A partir da ratificação pelo Brasil da Convenção 169 da OIT, em 2003, tem-se uma maior abrangência do reconhecimento das "terras tradicionalmente ocupadas", que funcionam em sinonímia com a noção de "territórios tradicionais", compreendendo além de indígenas e quilombolas, as comunidades de fundos de pasto e de faxinais e também: seringueiros, ribeirinhos, quebradeiras de coco babaçu, castanheiros, pescadores artesanais, caiçaras, ciganos e pomeranos. Esta diversidade social encontra-se refletida na Comissão Nacional de Desenvolvimento Sustentável dos Povos e Comunidades Tradicionais, que foi instituída através de decreto presidencial de 27 de dezembro de 2004 e reconfirmada por um segundo decreto em 13 de julho de 2006.
O decreto n.6.040 no seu Art. 3 inciso II assim define "territórios tradicionais":
"os espaços necessários à reprodução cultural, social e econômica dos povos e comunidades tradicionais, sejam eles utilizados de forma permanente ou temporária, observado, no que diz respeito aos povos indígenas e quilombolas, respectivamente, o que dispõem os arts. 231 da Constituição e 68 do Atos das Disposições Constitucionais Transitórias e demais regulamentações;".

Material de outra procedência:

PR #503, opened 2025-07-01
Revert "Revert Audio Input Stream (#501)"

Shubhrakanti:
This reverts commit bd96bbeb1144014bf88968660d9d328a8e02d1c8.

We also added in a bug fix done in #508 which caused the audio forwarding task to hang due to an incorrect future initialization in `ParticipantAudioOutputStream`

### DIFF
--- a/examples/src/restaurant_agent.ts
+++ b/examples/src/restaurant_agent.ts
@@ -164,8 +164,7 @@ class BaseAgent extends voice.Agent<UserData> {
     });
 
     await this.updateChatCtx(chatCtx);
-    // this.session.generateReply({ toolChoice: 'none' });
-    this.session.say("Hello, I'm a game agent. I can help you with your tasks.");
+    this.session.generateReply({ toolChoice: 'none' });
   }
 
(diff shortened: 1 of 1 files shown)


agents/src/voice/room_io/room_io.ts
```diff
@@ -141,6 +115,17 @@ export class RoomIO {
     await this.participantAudioOutput?.start();
   }
 
+  private onConnectionStateChanged = (state: ConnectionState) => {
+    this.logger.debug({ state }, 'connection state changed');
+    if (
+      state === ConnectionState.CONN_CONNECTED &&
+      this.room.isConnected &&
+      !this.roomConnectedFuture.done
+    ) {
```
Shubhrakanti, line 133: I _think_ this is what was causing the issue.

Shubhrakanti: Update this was not the issue. #508 was the issue

toubatbrian (approved):
LGTM!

Nos termos da justificativa a este artigo tem-se os argumentos que subsidiaram elaboração do decreto e constituem sua "Apresentação", que sublinham o seguinte:
"Assegurar o acesso ao território significa manter vivos na memória e nas práticas sociais os sistemas de classificação e de manejo dos recursos, os sistemas produtivos, os modos tradicionais de distribuição e consumo da produção, além dos elementos simbólicos essenciais à sua identidade cultural. Assim, os territórios tradicionais além de assegurar a sobrevivência dos povos e comunidades tradicionais tem vivido uma situação de agravamento das questões relacionadas às possibilidades de permanência em seus territórios."
Mediante estes novos dispositivos jurídicos temos uma síntese dos direitos territoriais e das formas de acesso à terra que caracterizam hoje a estrutura agrária do Brasil.